Your task is to transcribe the entries below exactly, from their first line down to the line containing "a simple cast", and to stop there.

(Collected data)
•••

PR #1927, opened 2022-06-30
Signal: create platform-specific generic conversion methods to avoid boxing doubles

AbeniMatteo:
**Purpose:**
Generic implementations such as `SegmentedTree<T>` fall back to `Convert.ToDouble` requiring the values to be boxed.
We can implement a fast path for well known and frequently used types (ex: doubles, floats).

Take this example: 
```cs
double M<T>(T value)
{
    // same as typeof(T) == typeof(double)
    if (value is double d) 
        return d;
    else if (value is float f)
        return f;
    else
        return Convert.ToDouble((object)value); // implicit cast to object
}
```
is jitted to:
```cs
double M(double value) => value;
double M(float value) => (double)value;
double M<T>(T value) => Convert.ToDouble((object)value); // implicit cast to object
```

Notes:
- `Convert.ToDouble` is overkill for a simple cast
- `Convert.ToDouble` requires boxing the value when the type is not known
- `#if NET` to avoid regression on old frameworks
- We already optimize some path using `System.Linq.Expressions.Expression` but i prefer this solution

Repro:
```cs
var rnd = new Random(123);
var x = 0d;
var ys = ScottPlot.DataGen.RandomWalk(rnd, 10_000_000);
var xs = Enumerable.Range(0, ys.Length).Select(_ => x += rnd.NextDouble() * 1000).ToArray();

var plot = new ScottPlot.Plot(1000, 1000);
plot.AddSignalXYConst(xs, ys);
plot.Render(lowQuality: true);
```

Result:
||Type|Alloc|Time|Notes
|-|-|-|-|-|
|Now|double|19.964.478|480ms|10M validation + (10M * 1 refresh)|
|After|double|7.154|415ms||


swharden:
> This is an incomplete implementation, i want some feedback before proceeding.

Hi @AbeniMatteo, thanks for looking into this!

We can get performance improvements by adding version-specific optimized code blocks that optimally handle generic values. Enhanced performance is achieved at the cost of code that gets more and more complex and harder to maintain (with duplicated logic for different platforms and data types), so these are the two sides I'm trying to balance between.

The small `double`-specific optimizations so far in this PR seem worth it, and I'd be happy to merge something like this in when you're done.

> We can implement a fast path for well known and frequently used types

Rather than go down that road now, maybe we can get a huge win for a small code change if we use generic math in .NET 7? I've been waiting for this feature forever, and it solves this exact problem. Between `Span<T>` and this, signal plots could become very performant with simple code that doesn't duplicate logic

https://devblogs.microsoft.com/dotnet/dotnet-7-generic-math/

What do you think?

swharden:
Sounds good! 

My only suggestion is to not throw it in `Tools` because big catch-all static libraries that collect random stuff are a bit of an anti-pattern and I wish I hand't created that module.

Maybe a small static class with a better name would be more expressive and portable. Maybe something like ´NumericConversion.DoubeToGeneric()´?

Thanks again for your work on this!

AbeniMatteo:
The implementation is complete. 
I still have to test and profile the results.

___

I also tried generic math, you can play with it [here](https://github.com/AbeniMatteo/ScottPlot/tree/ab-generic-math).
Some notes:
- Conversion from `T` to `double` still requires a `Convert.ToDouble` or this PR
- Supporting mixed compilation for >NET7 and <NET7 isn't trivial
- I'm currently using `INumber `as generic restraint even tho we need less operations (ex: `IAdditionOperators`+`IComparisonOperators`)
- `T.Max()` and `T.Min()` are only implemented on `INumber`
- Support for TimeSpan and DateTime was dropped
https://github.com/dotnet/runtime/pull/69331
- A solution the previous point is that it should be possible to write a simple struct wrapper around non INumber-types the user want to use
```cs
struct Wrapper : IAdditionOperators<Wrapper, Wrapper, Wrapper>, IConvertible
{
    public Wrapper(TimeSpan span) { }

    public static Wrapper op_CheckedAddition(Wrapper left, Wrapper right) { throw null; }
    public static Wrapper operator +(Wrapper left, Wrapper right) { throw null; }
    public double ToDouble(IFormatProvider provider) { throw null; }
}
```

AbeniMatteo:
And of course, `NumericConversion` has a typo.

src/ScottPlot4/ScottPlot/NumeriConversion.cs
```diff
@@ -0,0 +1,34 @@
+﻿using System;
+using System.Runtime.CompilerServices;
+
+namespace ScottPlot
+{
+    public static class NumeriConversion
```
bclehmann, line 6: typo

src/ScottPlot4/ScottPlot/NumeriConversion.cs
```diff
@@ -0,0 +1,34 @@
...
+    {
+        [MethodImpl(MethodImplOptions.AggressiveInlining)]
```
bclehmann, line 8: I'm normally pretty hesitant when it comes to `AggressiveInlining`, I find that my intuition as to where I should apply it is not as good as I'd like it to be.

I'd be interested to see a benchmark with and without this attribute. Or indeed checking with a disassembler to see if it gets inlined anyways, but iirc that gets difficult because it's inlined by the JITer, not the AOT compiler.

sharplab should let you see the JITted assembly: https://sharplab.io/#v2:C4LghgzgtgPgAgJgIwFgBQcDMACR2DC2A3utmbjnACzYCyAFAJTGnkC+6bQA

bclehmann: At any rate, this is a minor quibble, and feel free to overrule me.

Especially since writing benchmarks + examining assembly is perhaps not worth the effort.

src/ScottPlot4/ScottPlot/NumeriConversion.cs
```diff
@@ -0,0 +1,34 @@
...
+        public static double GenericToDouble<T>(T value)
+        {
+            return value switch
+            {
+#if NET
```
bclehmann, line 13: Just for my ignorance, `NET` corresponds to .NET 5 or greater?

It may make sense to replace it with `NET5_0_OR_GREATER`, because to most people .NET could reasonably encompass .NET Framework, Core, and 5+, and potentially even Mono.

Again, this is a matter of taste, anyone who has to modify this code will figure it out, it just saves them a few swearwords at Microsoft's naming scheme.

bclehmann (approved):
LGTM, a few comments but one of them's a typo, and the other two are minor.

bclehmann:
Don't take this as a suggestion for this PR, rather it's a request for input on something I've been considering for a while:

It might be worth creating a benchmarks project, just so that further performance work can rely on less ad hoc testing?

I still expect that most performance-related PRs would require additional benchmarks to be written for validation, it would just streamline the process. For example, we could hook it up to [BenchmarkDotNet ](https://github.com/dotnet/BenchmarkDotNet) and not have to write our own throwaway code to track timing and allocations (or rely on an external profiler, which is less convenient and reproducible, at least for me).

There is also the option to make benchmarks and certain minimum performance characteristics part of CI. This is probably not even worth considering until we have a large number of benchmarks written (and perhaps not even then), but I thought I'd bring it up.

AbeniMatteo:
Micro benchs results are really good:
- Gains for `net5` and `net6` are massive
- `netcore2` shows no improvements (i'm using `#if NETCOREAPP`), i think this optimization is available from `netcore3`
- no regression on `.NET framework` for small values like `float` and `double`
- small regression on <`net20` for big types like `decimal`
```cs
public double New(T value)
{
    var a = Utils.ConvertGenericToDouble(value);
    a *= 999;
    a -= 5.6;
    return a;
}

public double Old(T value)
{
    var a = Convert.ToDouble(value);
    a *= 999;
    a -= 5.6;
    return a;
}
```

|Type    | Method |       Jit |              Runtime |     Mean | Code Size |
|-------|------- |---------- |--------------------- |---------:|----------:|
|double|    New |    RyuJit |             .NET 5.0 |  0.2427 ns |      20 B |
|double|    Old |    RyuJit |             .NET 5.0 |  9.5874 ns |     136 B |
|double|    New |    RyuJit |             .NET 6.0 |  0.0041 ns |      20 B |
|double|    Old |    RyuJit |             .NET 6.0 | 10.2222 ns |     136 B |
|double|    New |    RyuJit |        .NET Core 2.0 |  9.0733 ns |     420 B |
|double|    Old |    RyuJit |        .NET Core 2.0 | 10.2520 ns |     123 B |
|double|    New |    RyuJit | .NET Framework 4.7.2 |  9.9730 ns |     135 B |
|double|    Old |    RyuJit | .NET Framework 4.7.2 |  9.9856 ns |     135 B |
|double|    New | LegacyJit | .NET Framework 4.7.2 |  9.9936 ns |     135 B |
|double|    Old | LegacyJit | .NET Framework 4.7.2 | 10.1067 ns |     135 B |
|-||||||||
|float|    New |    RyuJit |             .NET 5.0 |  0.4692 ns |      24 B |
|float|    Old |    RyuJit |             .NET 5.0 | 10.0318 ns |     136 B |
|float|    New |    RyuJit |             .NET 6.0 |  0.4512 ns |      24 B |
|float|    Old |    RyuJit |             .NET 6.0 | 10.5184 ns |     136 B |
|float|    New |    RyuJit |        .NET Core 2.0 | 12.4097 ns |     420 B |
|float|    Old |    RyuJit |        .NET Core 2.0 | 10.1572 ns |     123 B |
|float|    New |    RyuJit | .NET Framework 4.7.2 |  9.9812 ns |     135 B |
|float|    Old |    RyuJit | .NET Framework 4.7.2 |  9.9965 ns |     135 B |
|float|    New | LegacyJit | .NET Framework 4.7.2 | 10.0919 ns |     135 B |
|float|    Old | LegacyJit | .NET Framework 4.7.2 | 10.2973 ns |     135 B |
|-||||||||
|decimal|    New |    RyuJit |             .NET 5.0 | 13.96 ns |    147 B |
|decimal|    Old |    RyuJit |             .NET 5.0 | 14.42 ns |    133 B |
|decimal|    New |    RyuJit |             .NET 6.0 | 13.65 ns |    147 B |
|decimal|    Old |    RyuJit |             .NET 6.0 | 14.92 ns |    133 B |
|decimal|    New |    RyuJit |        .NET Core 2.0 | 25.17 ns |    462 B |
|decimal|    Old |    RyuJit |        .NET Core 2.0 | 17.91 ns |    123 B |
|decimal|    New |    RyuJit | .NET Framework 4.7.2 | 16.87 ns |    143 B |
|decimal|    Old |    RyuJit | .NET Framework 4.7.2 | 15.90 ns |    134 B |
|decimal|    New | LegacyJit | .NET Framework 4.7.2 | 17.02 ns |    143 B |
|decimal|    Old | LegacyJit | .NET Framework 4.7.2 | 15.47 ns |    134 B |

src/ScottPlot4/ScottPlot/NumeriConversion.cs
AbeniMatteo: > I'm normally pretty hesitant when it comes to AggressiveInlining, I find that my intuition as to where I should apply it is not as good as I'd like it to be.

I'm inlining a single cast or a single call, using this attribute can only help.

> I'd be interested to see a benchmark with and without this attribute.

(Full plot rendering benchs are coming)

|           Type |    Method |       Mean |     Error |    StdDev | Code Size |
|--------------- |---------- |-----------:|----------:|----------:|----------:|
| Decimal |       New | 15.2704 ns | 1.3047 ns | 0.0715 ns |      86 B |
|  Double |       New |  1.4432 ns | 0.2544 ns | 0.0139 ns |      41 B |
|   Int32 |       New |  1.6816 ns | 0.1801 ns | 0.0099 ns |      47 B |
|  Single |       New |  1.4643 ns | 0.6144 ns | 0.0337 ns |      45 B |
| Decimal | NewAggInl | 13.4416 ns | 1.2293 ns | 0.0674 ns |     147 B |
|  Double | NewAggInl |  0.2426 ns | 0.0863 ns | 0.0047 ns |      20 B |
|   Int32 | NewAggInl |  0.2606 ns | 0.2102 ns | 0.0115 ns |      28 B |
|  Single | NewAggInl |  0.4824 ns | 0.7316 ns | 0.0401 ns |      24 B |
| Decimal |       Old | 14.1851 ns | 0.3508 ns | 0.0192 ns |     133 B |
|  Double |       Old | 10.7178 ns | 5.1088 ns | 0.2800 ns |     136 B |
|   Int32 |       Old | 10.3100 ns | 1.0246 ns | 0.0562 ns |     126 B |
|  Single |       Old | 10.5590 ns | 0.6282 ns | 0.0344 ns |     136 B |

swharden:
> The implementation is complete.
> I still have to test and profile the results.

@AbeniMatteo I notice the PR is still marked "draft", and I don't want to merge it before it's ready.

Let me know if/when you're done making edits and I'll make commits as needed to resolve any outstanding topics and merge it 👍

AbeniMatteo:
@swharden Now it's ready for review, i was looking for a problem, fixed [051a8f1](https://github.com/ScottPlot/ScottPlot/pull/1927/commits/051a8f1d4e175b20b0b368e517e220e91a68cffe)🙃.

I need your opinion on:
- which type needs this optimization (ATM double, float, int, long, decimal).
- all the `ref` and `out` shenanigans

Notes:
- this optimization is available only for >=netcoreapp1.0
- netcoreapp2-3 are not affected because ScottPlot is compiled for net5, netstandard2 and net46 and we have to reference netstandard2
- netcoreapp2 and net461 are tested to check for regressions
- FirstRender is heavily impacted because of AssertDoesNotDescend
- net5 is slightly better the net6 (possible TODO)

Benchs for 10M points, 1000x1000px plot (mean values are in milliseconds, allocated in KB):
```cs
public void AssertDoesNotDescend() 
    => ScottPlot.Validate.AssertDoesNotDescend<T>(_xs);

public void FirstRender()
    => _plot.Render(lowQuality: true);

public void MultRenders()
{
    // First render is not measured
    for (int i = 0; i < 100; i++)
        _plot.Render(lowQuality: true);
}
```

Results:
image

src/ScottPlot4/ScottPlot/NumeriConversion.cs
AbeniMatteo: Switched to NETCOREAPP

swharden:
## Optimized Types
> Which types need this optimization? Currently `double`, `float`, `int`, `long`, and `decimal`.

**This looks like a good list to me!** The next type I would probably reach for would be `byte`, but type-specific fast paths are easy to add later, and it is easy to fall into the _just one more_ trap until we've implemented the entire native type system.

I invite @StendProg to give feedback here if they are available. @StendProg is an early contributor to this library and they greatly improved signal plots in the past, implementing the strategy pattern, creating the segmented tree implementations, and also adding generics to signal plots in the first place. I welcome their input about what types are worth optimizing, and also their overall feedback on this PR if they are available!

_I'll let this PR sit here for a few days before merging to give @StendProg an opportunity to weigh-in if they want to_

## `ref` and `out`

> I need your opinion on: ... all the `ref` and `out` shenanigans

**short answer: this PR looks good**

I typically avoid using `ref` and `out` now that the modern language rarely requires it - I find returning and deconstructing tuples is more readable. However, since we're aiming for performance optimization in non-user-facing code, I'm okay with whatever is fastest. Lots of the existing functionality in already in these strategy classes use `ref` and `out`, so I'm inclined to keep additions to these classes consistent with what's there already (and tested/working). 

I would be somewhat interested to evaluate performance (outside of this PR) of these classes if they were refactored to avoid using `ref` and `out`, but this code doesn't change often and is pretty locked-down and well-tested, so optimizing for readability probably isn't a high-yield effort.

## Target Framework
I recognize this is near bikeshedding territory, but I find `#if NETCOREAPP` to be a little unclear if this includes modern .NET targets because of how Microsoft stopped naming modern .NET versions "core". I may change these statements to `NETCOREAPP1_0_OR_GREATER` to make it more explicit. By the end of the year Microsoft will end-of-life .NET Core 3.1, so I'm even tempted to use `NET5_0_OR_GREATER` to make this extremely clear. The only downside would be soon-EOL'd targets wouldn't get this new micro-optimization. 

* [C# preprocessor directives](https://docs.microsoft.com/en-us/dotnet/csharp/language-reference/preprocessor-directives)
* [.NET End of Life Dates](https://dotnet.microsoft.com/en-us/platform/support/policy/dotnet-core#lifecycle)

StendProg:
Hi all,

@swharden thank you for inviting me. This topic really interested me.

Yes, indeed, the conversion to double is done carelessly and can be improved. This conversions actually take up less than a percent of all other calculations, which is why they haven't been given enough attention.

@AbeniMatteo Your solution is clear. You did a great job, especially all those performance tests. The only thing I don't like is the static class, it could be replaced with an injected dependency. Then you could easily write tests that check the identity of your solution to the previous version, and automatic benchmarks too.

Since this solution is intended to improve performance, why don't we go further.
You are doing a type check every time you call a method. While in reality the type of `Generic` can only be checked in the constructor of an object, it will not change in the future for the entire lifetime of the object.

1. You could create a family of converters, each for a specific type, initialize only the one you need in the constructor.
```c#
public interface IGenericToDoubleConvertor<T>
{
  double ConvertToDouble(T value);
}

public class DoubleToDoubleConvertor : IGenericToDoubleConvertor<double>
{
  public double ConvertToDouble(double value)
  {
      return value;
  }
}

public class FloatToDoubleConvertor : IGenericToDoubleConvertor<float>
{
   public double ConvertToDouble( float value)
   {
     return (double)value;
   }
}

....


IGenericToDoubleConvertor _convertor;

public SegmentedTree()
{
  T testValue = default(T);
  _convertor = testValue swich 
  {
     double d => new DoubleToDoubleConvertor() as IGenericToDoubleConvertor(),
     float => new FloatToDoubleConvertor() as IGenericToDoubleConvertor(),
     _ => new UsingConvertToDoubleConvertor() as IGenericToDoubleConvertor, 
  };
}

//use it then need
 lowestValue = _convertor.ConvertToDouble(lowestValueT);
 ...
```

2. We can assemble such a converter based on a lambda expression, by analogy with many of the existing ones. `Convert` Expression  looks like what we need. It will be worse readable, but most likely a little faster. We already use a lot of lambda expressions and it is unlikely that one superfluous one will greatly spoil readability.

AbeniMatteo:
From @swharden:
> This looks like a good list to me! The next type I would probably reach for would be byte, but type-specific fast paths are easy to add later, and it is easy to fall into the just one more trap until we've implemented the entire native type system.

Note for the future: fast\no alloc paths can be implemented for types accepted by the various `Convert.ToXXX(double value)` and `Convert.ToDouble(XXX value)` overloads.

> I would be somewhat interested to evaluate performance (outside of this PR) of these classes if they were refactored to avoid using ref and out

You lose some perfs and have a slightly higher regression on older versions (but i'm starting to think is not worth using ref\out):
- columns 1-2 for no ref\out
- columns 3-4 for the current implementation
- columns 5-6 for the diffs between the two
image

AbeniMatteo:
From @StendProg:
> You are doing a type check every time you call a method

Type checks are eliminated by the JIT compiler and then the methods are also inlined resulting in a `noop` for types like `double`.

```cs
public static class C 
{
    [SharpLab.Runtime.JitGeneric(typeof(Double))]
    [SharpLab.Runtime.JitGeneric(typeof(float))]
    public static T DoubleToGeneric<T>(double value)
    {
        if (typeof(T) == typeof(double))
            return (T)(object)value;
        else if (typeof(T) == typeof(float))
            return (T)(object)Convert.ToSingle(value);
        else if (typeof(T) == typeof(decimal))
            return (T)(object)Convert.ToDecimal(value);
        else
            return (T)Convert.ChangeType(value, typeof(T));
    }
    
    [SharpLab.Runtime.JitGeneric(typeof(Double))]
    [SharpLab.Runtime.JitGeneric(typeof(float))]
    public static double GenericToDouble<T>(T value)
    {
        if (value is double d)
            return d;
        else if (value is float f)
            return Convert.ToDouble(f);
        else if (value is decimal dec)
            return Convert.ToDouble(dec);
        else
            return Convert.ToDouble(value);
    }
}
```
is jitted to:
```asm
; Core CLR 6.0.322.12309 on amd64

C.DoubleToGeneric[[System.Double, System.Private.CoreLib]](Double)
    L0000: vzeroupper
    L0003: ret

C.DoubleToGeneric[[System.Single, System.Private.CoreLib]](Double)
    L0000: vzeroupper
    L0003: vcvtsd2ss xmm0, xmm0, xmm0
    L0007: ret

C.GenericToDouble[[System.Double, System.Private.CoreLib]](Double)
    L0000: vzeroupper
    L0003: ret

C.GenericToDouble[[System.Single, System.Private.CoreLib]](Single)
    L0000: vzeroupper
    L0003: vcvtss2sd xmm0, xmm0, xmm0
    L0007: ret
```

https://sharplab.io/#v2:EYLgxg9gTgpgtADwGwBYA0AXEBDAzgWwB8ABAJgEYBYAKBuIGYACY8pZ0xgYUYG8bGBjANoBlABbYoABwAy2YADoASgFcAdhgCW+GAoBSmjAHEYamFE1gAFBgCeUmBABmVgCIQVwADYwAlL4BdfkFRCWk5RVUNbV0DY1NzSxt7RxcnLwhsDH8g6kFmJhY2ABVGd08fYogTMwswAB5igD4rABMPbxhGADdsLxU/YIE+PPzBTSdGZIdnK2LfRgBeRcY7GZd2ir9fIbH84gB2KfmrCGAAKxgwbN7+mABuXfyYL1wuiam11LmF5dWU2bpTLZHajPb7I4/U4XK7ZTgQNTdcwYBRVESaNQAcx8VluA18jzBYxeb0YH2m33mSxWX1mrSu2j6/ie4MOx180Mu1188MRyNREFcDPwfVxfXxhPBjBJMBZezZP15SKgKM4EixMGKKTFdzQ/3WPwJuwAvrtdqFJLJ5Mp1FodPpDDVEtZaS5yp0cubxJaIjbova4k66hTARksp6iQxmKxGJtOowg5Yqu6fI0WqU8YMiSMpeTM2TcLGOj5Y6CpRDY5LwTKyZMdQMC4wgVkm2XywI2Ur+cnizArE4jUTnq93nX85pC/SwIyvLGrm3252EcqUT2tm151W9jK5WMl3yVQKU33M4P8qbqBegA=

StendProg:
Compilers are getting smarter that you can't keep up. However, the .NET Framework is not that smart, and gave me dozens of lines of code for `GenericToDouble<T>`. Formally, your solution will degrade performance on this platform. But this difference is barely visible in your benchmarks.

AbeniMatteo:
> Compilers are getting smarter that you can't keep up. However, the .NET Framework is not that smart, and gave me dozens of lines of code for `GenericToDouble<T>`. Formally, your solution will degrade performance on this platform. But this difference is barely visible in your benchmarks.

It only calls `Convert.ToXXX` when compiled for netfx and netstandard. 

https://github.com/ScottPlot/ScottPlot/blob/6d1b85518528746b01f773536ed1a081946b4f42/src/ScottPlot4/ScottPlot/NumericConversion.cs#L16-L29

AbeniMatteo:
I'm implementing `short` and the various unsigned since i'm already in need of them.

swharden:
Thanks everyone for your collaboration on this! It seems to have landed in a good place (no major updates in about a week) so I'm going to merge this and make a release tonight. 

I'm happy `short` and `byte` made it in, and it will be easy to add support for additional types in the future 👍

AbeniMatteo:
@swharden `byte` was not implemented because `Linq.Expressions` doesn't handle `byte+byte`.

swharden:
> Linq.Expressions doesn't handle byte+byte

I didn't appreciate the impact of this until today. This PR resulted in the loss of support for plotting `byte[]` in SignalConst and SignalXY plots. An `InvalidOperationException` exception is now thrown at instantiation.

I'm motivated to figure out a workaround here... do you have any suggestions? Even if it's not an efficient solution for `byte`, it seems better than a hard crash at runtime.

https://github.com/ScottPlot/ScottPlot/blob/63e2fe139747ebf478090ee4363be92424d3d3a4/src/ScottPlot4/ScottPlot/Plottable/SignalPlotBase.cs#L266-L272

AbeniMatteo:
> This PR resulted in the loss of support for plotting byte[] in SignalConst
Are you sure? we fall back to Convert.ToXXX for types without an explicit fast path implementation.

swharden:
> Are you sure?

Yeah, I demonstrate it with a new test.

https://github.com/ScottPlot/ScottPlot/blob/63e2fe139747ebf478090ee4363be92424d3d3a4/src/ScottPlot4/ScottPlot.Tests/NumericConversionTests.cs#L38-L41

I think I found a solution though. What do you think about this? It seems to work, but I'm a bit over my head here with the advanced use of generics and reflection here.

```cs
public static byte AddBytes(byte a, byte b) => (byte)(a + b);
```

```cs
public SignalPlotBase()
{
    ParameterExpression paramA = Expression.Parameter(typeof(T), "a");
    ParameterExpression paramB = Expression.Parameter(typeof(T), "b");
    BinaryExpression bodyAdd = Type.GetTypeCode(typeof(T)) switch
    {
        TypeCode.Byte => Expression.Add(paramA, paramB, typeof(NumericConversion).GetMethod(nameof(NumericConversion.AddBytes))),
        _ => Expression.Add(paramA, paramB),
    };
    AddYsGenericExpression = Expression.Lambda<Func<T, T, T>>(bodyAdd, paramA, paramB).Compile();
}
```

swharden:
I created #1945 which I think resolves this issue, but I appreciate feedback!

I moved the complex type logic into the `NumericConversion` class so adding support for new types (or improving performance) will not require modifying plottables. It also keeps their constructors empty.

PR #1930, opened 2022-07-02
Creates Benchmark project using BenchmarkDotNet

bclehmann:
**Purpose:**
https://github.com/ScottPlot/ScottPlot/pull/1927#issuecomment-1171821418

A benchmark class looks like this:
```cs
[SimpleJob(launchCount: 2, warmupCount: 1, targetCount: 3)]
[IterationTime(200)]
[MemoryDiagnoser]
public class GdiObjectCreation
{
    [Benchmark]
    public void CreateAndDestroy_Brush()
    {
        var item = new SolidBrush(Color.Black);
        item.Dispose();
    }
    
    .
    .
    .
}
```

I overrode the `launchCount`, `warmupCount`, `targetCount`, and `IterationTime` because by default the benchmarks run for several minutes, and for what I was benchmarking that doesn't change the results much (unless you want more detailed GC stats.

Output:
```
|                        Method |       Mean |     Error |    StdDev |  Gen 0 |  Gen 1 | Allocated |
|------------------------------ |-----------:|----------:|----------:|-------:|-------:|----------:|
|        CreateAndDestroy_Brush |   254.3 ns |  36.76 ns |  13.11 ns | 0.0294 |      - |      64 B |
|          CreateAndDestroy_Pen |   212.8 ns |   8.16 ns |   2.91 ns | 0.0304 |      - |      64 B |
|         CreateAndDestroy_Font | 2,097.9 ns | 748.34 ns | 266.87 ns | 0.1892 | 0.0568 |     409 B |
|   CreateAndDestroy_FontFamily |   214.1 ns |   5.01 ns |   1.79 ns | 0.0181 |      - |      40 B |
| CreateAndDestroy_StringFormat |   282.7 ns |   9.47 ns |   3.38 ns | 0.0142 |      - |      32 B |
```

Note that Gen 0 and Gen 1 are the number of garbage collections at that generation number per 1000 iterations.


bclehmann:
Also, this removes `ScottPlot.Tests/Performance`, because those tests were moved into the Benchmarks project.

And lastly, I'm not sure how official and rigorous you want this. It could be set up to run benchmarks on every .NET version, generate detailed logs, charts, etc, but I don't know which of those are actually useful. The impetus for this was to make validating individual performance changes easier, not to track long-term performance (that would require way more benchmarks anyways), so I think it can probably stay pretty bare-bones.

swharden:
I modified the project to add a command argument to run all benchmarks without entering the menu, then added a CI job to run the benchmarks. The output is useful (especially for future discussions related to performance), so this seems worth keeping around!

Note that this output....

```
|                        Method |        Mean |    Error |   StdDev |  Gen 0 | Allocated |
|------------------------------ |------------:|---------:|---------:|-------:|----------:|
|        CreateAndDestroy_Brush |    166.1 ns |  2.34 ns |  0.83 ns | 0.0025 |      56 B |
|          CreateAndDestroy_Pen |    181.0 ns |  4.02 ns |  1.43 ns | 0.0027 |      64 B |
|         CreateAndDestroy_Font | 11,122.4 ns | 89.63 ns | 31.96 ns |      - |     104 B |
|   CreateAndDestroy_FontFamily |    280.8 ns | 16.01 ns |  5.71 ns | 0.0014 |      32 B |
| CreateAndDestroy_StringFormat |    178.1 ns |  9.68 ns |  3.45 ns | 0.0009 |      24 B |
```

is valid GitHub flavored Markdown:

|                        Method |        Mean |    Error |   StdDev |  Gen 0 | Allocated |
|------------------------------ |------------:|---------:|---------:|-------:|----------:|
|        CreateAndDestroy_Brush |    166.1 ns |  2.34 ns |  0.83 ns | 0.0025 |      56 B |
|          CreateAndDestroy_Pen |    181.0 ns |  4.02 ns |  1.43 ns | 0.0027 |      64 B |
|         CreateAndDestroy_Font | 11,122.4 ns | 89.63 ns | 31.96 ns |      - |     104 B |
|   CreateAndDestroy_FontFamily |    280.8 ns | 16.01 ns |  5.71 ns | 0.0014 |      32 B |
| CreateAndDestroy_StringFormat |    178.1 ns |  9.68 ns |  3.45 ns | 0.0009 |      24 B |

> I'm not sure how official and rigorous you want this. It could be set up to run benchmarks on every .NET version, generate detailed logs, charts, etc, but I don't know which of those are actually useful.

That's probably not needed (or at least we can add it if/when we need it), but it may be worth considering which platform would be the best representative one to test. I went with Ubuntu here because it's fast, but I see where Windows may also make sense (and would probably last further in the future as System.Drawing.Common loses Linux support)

•••

» **Written answer**
PR #1927, opened 2022-06-30
Signal: create platform-specific generic conversion methods to avoid boxing doubles

AbeniMatteo:
**Purpose:**
Generic implementations such as `SegmentedTree<T>` fall back to `Convert.ToDouble` requiring the values to be boxed.
We can implement a fast path for well known and frequently used types (ex: doubles, floats).

Take this example: 
```cs
double M<T>(T value)
{
    // same as typeof(T) == typeof(double)
    if (value is double d) 
        return d;
    else if (value is float f)
        return f;
    else
        return Convert.ToDouble((object)value); // implicit cast to object
}
```
is jitted to:
```cs
double M(double value) => value;
double M(float value) => (double)value;
double M<T>(T value) => Convert.ToDouble((object)value); // implicit cast to object
```

Notes:
- `Convert.ToDouble` is overkill for a simple cast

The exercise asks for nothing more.